Leider ist die radikal wissenschaftsfeindliche Esoterik-Fraktion bei FDP und insbesondere den Grünen sehr stark. Leider haben die Wähler 2021 nicht der SPD eine absolute Mehrheit gegeben. Das sabotiert die Regierungsarbeit enorm.

Hoffen wir, daß sich die SPD in der Ampel durchsetzen kann. Denn wer an Homöopathie verdient, möchte sie als Kassenleistung behalten

[….] Der Bundesverband der Pharmaziestudierenden fordert ein Ende der Sonderregeln, die den Verkauf von Globuli als angeblich wirksame Arzneien ermöglichen.

In fast allen der rund 18.000 Apotheken Deutschlands haben sie einen prominenten Platz: Homöopathische und anthroposophische Mittel werden bisher oft als wirksame Arznei beworben und ohne Aufklärung darüber verkauft, dass die hochverdünnten Präparate keine nachweisbare Wirkung über einen Placeboeffekt hinaus besitzen. Während Mediziner sich abwenden und der Deutsche Ärztetag 2022 die Zusatzbezeichnung Homöopathie aus der Musterweiterbildungsordnung gestrichen hat, hält die Apothekerschaft bislang an den Mitteln fest.  [….]

(25.05.2023)

Apotheken-Lobby, Pharmabosse und grün-debile Esos in Süddeutschland sind mächtige Verbündete. Lauterbach versucht es auch nicht zum ersten mal.

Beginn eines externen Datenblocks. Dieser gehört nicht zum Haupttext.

PR #163, opened 2021-07-24
Implements the remaining methods that are deprecated on v1.7 

### LINKED ISSUE #162: Implement the remaining methods that are deprecated on v1.7 and removed on v1.8
The rationale behind this:

- It is needed to create explorers (and many other things!) using Solnet because mainnet-beta still uses v1.6
- As it stands, in order to properly query transaction and block data on mainnet you need to run your own node using v1.7
- In the end, it allows us to _actually_ have full JSON RPC API coverage, and it can be removed once v1.8+ rolls onto mainnet

murlokito:
| Ready | Feature | No | Closes #162  |

## Problem

See #162

### DIFF
--- a/src/Solnet.Rpc/SolanaRpcClient.cs
+++ b/src/Solnet.Rpc/SolanaRpcClient.cs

[….]  Und doch gibt es mächtig Streit genau darum, seit vielen Jahren. Denn viele gesetzlichen Krankenkassen erstatten ihren Versicherten homöopathische Behandlungen; diese sind sehr beliebt, die Kassen werben damit um Mitglieder. Das heißt aber auch: Alle Versicherten zahlen für eine Behandlung mit, die abseits des Placeboeffekts schlicht wirkungslos ist - das zeigten und zeigen zahlreiche Studien und Meta-Reviews immer wieder. [….] Und damit ist es nur konsequent, dass Schwurbel-Kugeln aus der Krankenkassenversorgung verschwinden müssen, wie es Bundesgesundheitsminister Karl Lauterbach (SPD) nun (mal wieder) öffentlich fordert. Denn obwohl die Homöopathie vom Ausgabenvolumen nicht bedeutsam sei, so Lauterbach, "hat sie in einer wissenschaftsbasierten Gesundheitspolitik keinen Platz", sagte er dem Spiegel.

Dabei geht es gar nicht (nur) um Geld, denn wer seine hart verdienten Euros für überteuerte Zuckerkugeln ausgeben möchte, dem sei das absolut gegönnt. Problematisch ist vielmehr, dass sich durch die Unterstützung mancher Krankenkassen in der Öffentlichkeit der Eindruck festsetzt, dass in den Kügelchen doch irgendwie Medizin drin sein muss. Diese Aufweichung der Grenzen der Naturwissenschaft aber öffnet leider die Türen für wissenschaftsfernes Denken, das mitunter kurios ist und manchmal leider auch sehr gefährlich werden kann für die Gesundheit Einzelner und den demokratischen Zusammenhalt aller. [….]

(Felix Hütten, 08.10.2022)

Möge Lauterbach diesmal erfolgreich sein.